▸ What to work on: Say the number of lines holding the word "Output" in the data, and leave out everything else.

[Records provided Boundary: Start]

PR #218, opened 2022-06-13
Raise spawn requirements to require + 'static

### LINKED ISSUE #217: maitake: spawn_* methods should probably enforce `F: Future + 'static`
I think at the moment, the spawn and spawn_allocated functions on the scheduler are too permissive. You could (maybe?) spawn a future that refers to a local, then hold on to it for longer than necessary.

jamesmunns:
Closes #217

### DIFF
--- a/maitake/src/scheduler.rs
+++ b/maitake/src/scheduler.rs
@@ -82,7 +82,7 @@ impl StaticScheduler {
     #[inline]
     pub fn spawn_allocated<F, STO>(&'static self, task: STO::StoredTask)
     where
-        F: Future,
+        F: Future + 'static,
         STO: Storage<&'static Self, F>,
     {
         let tr = TaskRef::new_allocated::<&'static Self, F, STO>(task);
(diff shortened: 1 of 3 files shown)


jamesmunns:
Looks like the test failures are due to other places now requiring `async move` instead of `async`.

As an example of why this might be Bad, here's a test:

```rust
    #[test]
    fn notify_future() {
        static STUB: TaskStub = TaskStub::new();
        static SCHEDULER: StaticScheduler = unsafe { StaticScheduler::new_with_static_stub(&STUB) };
        static COMPLETED: AtomicUsize = AtomicUsize::new(0);

        crate::util::trace_init();
        let chan = Chan::new(1);

        MyBoxTask::spawn(&SCHEDULER, {
            let chan = chan.clone();
            async move {
                chan.wait().await;
                COMPLETED.fetch_add(1, Ordering::SeqCst);
            }
        });

        MyBoxTask::spawn(&SCHEDULER, async {
            Yield::once().await;
            chan.notify();
        });

        dbg!(SCHEDULER.tick());

        assert_eq!(COMPLETED.load(Ordering::SeqCst), 1);
    }
```

If I were to change it to this:

```rust
    #[test]
    fn notify_future() {
        static STUB: TaskStub = TaskStub::new();
        static SCHEDULER: StaticScheduler = unsafe { StaticScheduler::new_with_static_stub(&STUB) };
        static COMPLETED: AtomicUsize = AtomicUsize::new(0);

        crate::util::trace_init();
        let chan = Chan::new(1);

        MyBoxTask::spawn(&SCHEDULER, {
            let chan = chan.clone();
            async move {
                chan.wait().await;
                COMPLETED.fetch_add(1, Ordering::SeqCst);
            }
        });

        MyBoxTask::spawn(&SCHEDULER, async {
            Yield::once().await;
            chan.notify();
        });

        drop(chan); // This sure looks like I drop a local that is held...

        dbg!(SCHEDULER.tick());

        assert_eq!(COMPLETED.load(Ordering::SeqCst), 1);
    }
```

The second example STILL COMPILES, which I think is Bad.

hawkw:
Thanks, that was a (pretty bad) oversight on my part. Good catch!

PR #219, opened 2022-06-15
feat(maitake): add an async `Mutex`

hawkw:
This branch adds an async `Mutex` type to `maitake`, implemented using
`WaitQueue`. The implementation should be pretty straightforward,
although it required adding some additional methods to `WaitQueue`.
Currently, all the new `WaitQueue` functions are `pub(crate)`, but I'm
open to making them public APIs as well; I just wanted to save that for
a separate PR.

The `Mutex` type lives in a new `maitake::sync` module for
synchronization primitives --- I was on the fence about whether it still
makes sense to have a separate `maitake::wait` module if we are going to
have `maitake::sync`, but I didn't want to put the mutex in `wait`, as
it does more than *just* notify waiting tasks. Perhaps the `wait` types
should be moved into `sync`, but I'd prefer to do that in a separate PR.

### DIFF
--- a/maitake/src/sync/mutex.rs
+++ b/maitake/src/sync/mutex.rs
@@ -134,7 +134,7 @@ impl<'a, T> Deref for MutexGuard<'a, T> {
     }
 }
 
-impl<'a, T> DerefMut for MutexGuard<'a, T> {
+impl<T> DerefMut for MutexGuard<'_, T> {
     #[inline]
     fn deref_mut(&mut self) -> &mut Self::Target {
         unsafe {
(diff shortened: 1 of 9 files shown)


maitake/src/sync/mutex.rs
```diff
@@ -0,0 +1,487 @@
...
+///
+/// [^1]: And therefore require an operating system to manage threading.
+///
+/// [^2]: The [tasks][crate::task::Task] themselves must, of course, be stored
+///     somewhere, but this need not be a heap allocation in systems with a
+///     fixed set of  statically-allocated tasks. And, when tasks *are*
+///     heap-allocated, these  allocations [need not be provided by
+///     `liballoc`][storage].
+///
+/// [^3]: In fact, this mutex _cannot_ implement poisoning, as poisoning
```
jamesmunns, line 62: Is this documented anywhere else?

maitake/src/sync/mutex.rs
```diff
@@ -0,0 +1,487 @@
...
+            _wake: WakeOnDrop(self),
+            data: self.data.get_mut(),
+        }
+    }
+}
+
+impl<T: ?Sized + fmt::Debug> fmt::Debug for Mutex<T> {
+    fn fmt(&self, f: &mut fmt::Formatter<'_>) -> fmt::Result {
+        f.debug_struct("Mutex")
+            .field("data", &fmt::opt(&self.try_lock()).or_else("<locked>"))
```
jamesmunns, line 238: :100:

jamesmunns (approved):
Overall lgtm!

maitake/src/sync/mutex.rs
hawkw: no, i keep meaning to add it to the crate level docs

jamesmunns: Not a blocker! I just wanted to cross link it if there was a larger discussion somewhere.

PR #221, opened 2022-06-16
Remove unused mycotest dep

jamesmunns:
This removes an unused `mycotest` dependency in maitake.

This was causing `#![no_std]` builds to fail as `mycotest` pulls in `once_cell`, which isn't marked as `no_std` (at least in the used feature configuration).

We should probably add tests in CI to all of the `no_std` crates to make sure that a `cargo build --no-default-features --target thumbv7em-none-eabihf` runs successfully to avoid regressions.

### DIFF
--- a/maitake/Cargo.toml
+++ b/maitake/Cargo.toml
@@ -36,7 +36,6 @@ no-cache-pad = ["mycelium-util/no-cache-pad", "cordyceps/no-cache-pad"]
 [dependencies]
 mycelium-bitfield = { path = "../bitfield" }
 mycelium-util = { path = "../util" }
-mycotest = { path = "../mycotest", default-features = false }
 cordyceps = { path = "../cordyceps" }
 pin-project = "1"
 


hawkw (approved):
Thanks, good catch --- there used to be mycotests in `maitake` but I moved them to the kernel because I didn't want them showing up when non-mycelium projects depend on maitake: https://github.com/hawkw/mycelium/blob/bb21d17ef5fed748786d71d983db515027fe943e/src/tests.rs#L42-L148

The `default-features = false` version of `mycotest` _shouldn't_ pull anything that doesn't build on `no-std`, though, as it's intended to be used in mycelium crates on `no-std`...so that's weird. I might have to look into that separately.

hawkw:
Than

> The `default-features = false` version of `mycotest` _shouldn't_ pull anything that doesn't build on `no-std`, though, as it's intended to be used in mycelium crates on `no-std`...so that's weird. I might have to look into that separately.

Oh, I think the issue is related to `mycotest` depending on `tracing`, and there being a patch in the workspace to pull `tracing` 0.2 from Git, but when that patch isn't present, maybe it pulls an older tracing, or something?

PR #223, opened 2022-06-16
`wait` function for `WaitCell` and also rework WaitCell logic

jamesmunns:


maitake/src/wait/cell.rs
```diff
@@ -56,26 +91,24 @@ impl WaitCell {
 }
 
 impl WaitCell {
-    pub fn poll_wait(&self, waker: &Waker) -> Poll<WaitResult<()>> {
+    fn register_wait(&self, waker: &Waker) -> Result<(), Error> {
```
jamesmunns, line 94: Updated the name and signature.

The name makes more sense (to me), since you aren't really polling for the wait to be ready. You're attempting to register a new waiter to the Wait Cell.

The type also changed, because you CANNOT return `Poll::Ready(Ok(()))` here anymore, only an error or a pending.

`Ok(())` means you registered successfully, which maps to `Poll::Pending`.

maitake/src/wait/cell.rs
```diff
@@ -56,26 +91,24 @@ impl WaitCell {
...
             // someone else is notifying, so don't wait!
             Err(actual) if test_dbg!(actual.is(State::CLOSED)) => {
-                return wait::closed();
+                return closed();
             }
             Err(actual) if test_dbg!(actual.is(State::NOTIFYING)) => {
-                waker.wake_by_ref();
-                crate::loom::hint::spin_loop();
-                return wait::notified(());
+                return busy();
```
jamesmunns, line 104: Here we declare that the waitcell is busy, and it is now the callers responsibility to do with that as they will.

Though now that I've made this function private, it means that `Wait` will always pend it's own waker and try again. That might be the wrong behavior, or something we configure in the call to `wake`.

maitake/src/wait/cell.rs
```diff
@@ -56,26 +91,24 @@ impl WaitCell {
...
             }
 
             Err(actual) => {
                 debug_assert!(
                     actual == State::PARKING || actual == State::PARKING | State::NOTIFYING
                 );
-                return Poll::Pending;
+                return busy();
```
jamesmunns, line 111: If we're in the middle of some other operation, we can't possibly have added this new waker to the cell. Report it as busy.

maitake/src/wait/cell.rs
```diff
@@ -88,8 +121,13 @@ impl WaitCell {
             }
         });
 
+        if let Some(prev_waker) = prev_waker {
```
jamesmunns, line 124: Before we would only wake the "old" waker in the cell in the case of some kind of spurious close event.

Now, if you replace one waker with another, the old one gets woken as if the wait completed. This could lead to two wakers fighting over the cell, but hey, whatcha gunna do, don't use a WaitCell.

maitake/src/wait/cell.rs
```diff
@@ -103,23 +141,25 @@ impl WaitCell {
...
 
-                if let Some(prev_waker) = prev_waker {
-                    prev_waker.wake();
-                }
-
                 if let Some(waker) = waker {
                     waker.wake();
                 }
 
-                if test_dbg!(state.is(State::CLOSED)) {
```
jamesmunns, line 114: I don't *think* this logic can ever happen with the given states, and returning "notified" didn't make sense to me. Let me know if I screwed some logic up.

maitake/src/wait/cell.rs
```diff
@@ -189,6 +229,32 @@ impl fmt::Debug for WaitCell {
...
+
+    fn poll(mut self: Pin<&mut Self>, cx: &mut Context<'_>) -> Poll<Self::Output> {
+        if !self.registered {
+            match self.cell.register_wait(cx.waker()) {
+                Ok(_) => {
+                    self.registered = true;
+                    Poll::Pending
+                }
+                Err(Error::Busy) => {
+                    // Cell was busy, all we can do is try again later
```
jamesmunns, line 245: This is where we could maybe have a configurable whether "busy" means "okay cool waited we're done here", or "keep trying". I think the as-is behavior is a reasonable position though.

maitake/src/wait/cell.rs
```diff
@@ -271,17 +367,14 @@ pub(crate) mod test_util {
                     None => return Poll::Ready(()),
                 };
 
-                let res = test_dbg!(this.task.poll_wait(cx.waker()));
+                let res = this.task.wait();
```
jamesmunns, line 370: I admit to not totally understanding this test, but I've more or less done a 1:1 port with the new, only-`wait()` API.

jamesmunns:
I've broken the loom tests:

```
running 2 tests
test wait::cell::loom::basic_latch ... thread 'main' panicked at 'deadlock; threads = [(Id(0), Blocked(Location(Some(Location { file: "maitake/src/wait/cell.rs", line: 418, col: 13 })))), (Id(1), Terminated), (Id(2), Terminated)]', /home/james/.cargo/registry/src/github.com-1ecc6299db9ec823/loom-0.5.5/src/rt/execution.rs:215:13
note: run with `RUST_BACKTRACE=1` environment variable to display a backtrace
thread 'main' panicked at 'called `Option::unwrap()` on a `None` value', /home/james/.cargo/registry/src/github.com-1ecc6299db9ec823/loom-0.5.5/src/rt/thread.rs:259:39
```

Not what's up, will attempt to diagnose later, but I've probably done a dumb.

maitake/src/wait/cell.rs
hawkw: i think the name and signature changes make sense here, the `poll_wait` design was me trying to be too clever, and i think maybe it never made that much sense in most cases.

i *do* think, however, this method probably should still be `pub`. 

i can imagine wanting to register a waiter outside of a `Wait` future (for example, in a `JoinHandle`). in particular, the `Wait` future borrows the `WaitCell`, and i think a common use case might involve registering a waker with a `WaitCell` in something that doesn't have a non-`'static` lifetime --- for example, the `WaitCell` might be inside of some other shared structure that's `Arc`ed, and we might want to clone that `Arc` into the future that registers, or something... 

```suggestion
    pub fn register_wait(&self, waker: &Waker) -> Result<(), Error> {
```

maitake/src/wait/cell.rs
```diff
@@ -189,6 +229,32 @@ impl fmt::Debug for WaitCell {
...
+                    cx.waker().wake_by_ref();
+                    Poll::Pending
+                }
+                Err(Error::Closed) => Poll::Ready(Err(Error::Closed)),
+            }
+        } else {
+            // We made it to "once", and got polled again, We must be ready!
+            Poll::Ready(Ok(()))
+        }
+    }
```
hawkw, line 255: very tiny style nit, take it or leave it: i think it would be a little bit simpler to write this instead:
```suggestion
        if self.registered {
            // We made it to "once", and got polled again, We must be ready!
            return Poll::Ready(Ok(()));
        }
        
        match self.cell.register_wait(cx.waker()) {
            Ok(_) => {
                self.registered = true;
                Poll::Pending
            }
            Err(Error::Busy) => {
                // Cell was busy, all we can do is try again later
                cx.waker().wake_by_ref();
                Poll::Pending
            }
            Err(Error::Closed) => Poll::Ready(Err(Error::Closed)),
        }
    }
```

maitake/src/wait/cell.rs
hawkw: yeah, i think there could be a `wait_retrying` method (or something), and a bool on the future to configure the behavior. but, i think for now, let's not add stuff to the API unless we *need* to use it for something --- the current approach seems fine and we can always go back and make it configurable later.

maitake/src/wait/cell.rs
```diff
@@ -103,23 +141,25 @@ impl WaitCell {
...
-                    wait::notified(())
-                }
+                // We just went to the closed state, so sorry new waker, shops
+                // closed
+                closed()
             }
         }
     }
 
+    /// Wait to be woken up by this cell.
```
hawkw, line 155: an example could be nice, but we can add that later.

it might also be nice to explicitly state that this does _not_ register the waker until the first time the future is polled...

maitake/src/wait/cell.rs
```diff
@@ -7,14 +7,35 @@ use crate::{
...
+    future::Future,
     ops,
-    task::{Poll, Waker},
+    pin::Pin,
+    task::{Context, Poll, Waker},
 };
 use mycelium_util::{fmt, sync::CachePadded};
 
+/// An error indicating that a [`WaitCell`] or [`WaitQueue`] was closed while
+/// attempting register a waiter.
```
hawkw, line 20: i think this doc comment needs to be updated --- this is only returned by `WaitCell`, and can indicate that the cell is closed _or_ busy.

maitake/src/wait/cell.rs
```diff
@@ -7,14 +7,35 @@ use crate::{
...
+    Err(Error::Closed)
+}
+
+pub const fn registered() -> Result<(), Error> {
+    Ok(())
+}
+
+pub const fn busy() -> Result<(), Error> {
+    Err(Error::Busy)
+}
```
hawkw, line 37: do these need to be public?
```suggestion
const fn closed() -> Result<(), Error> {
    Err(Error::Closed)
}

const fn registered() -> Result<(), Error> {
    Ok(())
}

const fn busy() -> Result<(), Error> {
    Err(Error::Busy)
}
```

maitake/src/wait/cell.rs
```diff
@@ -189,6 +229,32 @@ impl fmt::Debug for WaitCell {
     }
 }
 
+// === impl Wait ===
+
+impl Future for Wait<'_> {
+    type Output = Result<(), Error>;
```
hawkw, line 235: this never returns `Error::Busy`...I think it should probably be changed to return the `wait::Closed` error type, rather than `Error`.

if we're going to add a variant of this future that behaves differently when the cell is busy, I think it would make sense for that future to have a different error type.

maitake/src/wait/cell.rs
```diff
@@ -103,23 +141,25 @@ impl WaitCell {
...
 
+    /// Wait to be woken up by this cell.
+    pub fn wait(&self) -> Wait<'_> {
+        Wait {
+            cell: self,
+            registered: false,
+        }
+    }
+
     pub fn notify(&self) -> bool {
```
hawkw, line 163: this is completely unrelated to this change, but i think we should probably rename this method to `wake`, for consistency with the other primitives in `mycelium_util::wake`. we can do that in a separate PR, but it was just something i noticed while i was here.

hawkw (commented):
overall, i think this change looks correct --- it's actually making `WaitCell` closer to [the `AtomicWaker` type in `futures`](https://docs.rs/futures/latest/futures/task/struct.AtomicWaker.html) which i (perhaps foolishly) thought i could improve on the interface of with the `poll_wait` method.

i left a bunch of minor style comments, but i'm +1 on the actual change here.

jamesmunns:
@hawkw this should be ready to merge now. I have performed some test crimes, but I think they are necessary. I am open to better solutions, but this is one that works.

jamesmunns:
Okay, I've nailed down the loom failures to basically the fact that a WaitCell can't be guaranteed to terminate if two threads are involved, as loom will sometimes decide to totally starve one thread, and then timeout the other.

I've "fixed" one test (by bailing after N attempts), and ignored another. Open to other suggestions.

maitake/src/wait/cell.rs
```diff
@@ -237,8 +303,37 @@ impl fmt::Debug for State {
     }
 }
 
+#[cfg(all(feature = "alloc", not(loom), test))]
+mod test {
```
hawkw, line 307: this is a _very_ stupid nit, and i'm sorry in advance, but...every other module in this crate calls the test module `tests` rather than `test`, and it's kind of nice to be consistent with that when running with `cargo test wait::cell::tests` or similar...

maitake/src/wait/cell.rs
```diff
@@ -237,8 +303,37 @@ impl fmt::Debug for State {
...
+        let tick = sched.tick();
+        assert_eq!(tick.completed, 0);
+        assert_eq!(COMPLETED.load(Ordering::Relaxed), 0);
+
+        assert_eq!(wait.wake(), true);
+        let tick = sched.tick();
+        assert_eq!(tick.completed, 1);
+        assert_eq!(COMPLETED.load(Ordering::Relaxed), 1);
+    }
+}
```
hawkw, line 334: also, it occurs to me that since this is testing only `WaitCell`'s public API, it _might_ belong in `tests/` as an integration test, rather than in `wait::cell::tests` as a unit test...but...i don't actually care...

maitake/src/wait/cell.rs
```diff
@@ -102,24 +138,28 @@ impl WaitCell {
...
+                // closed
+                closed()
             }
         }
     }
 
-    pub fn notify(&self) -> bool {
+    /// Wait to be woken up by this cell.
+    ///
+    /// Note: The waiter is not registered until AFTER the first time the waiter is polled
```
hawkw, line 154: i wonder if it would make sense to add something like `WaitMap::enqueue` here, for eagerly registering a `Wait` future? but we can add that in a follow-up PR.

maitake/src/wait/cell.rs
```diff
@@ -188,6 +228,32 @@ impl fmt::Debug for WaitCell {
...
 }
 
+// === impl Wait ===
+
+impl Future for Wait<'_> {
+    type Output = Result<(), super::Closed>;
+
+    fn poll(mut self: Pin<&mut Self>, cx: &mut Context<'_>) -> Poll<Self::Output> {
+        if self.registered {
+            // We made it to "once", and got polled again, We must be ready!
```
hawkw, line 238: typo (sorry):
```suggestion
            // We made it to "once", and got polled again, we must be ready!
```

maitake/src/wait/cell.rs
```diff
@@ -306,45 +399,63 @@ pub(crate) mod test_util {
...
 
-            thread::spawn({
-                let chan = chan.clone();
-                move || {
-                    chan.notify();
-                }
+            thread::spawn(move || {
+                info!("waking");
+                waiter.wake();
+                info!("woke'd");
```
hawkw, line 416: extremely silly, sorry: there _is_ actually a word that means "woke'd", it's "woken"...but this is funny, so i am fine with leaving it.

maitake/src/wait/cell.rs
hawkw: i think the problem here is that we have two different "busy" states, the state where another thread is parking a waiter, and the state where the cell is being woken. i don't actually think it's correct to return `busy` in the case where the cell is being woken. in the previous impl, this would wake the waiter, and return `Ready`...i'm not sure if it's correct for the `wait` future to busy-loop forever if it tries to register while the cell is in the middle of waking, i think that should just complete the future, instead?

maitake/src/wait/cell.rs
```diff
@@ -306,45 +399,63 @@ pub(crate) mod test_util {
...
-            thread::spawn({
-                let chan = chan.clone();
-                move || {
-                    chan.close();
+            info!("waiting");
+            let _ = future::block_on(async move {
+                // Unfortunately, SOMETIMES loom just wants to preempt the 'waker' task
+                // JUST as it gains access to the lock, but BEFORE actually waking the pending task,
+                // never yielding back to the waker task, which then just essentially leaves it stuck
+                // in the NOTIFYING state.
```
hawkw, line 429: this...feels like kind of a serious bug, to me? i left some comments on the `register_wait` function about what i _think_ we should do here, but it's possible i've forgotten some of the context...

maitake/src/wait/cell.rs
jamesmunns: Agree, but will do in a follow up PR, kind of spent on this one ATM, and would like to get it merged.

hawkw (approved):
yay, this looks good to me! thank you!

PR #228, opened 2022-06-19
More Miri Checks!

jamesmunns:
Enable strict provenance checks from https://gankra.github.io/blah/tower-of-weakenings/#ok-but-what-the-heck-is-strict-provenance

### DIFF
--- a/bin/miri
+++ b/bin/miri
@@ -6,6 +6,6 @@ set -x
 
 cd "$(dirname "$0")"/..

[Records provided Boundary: End]

▸ Problem solution: 4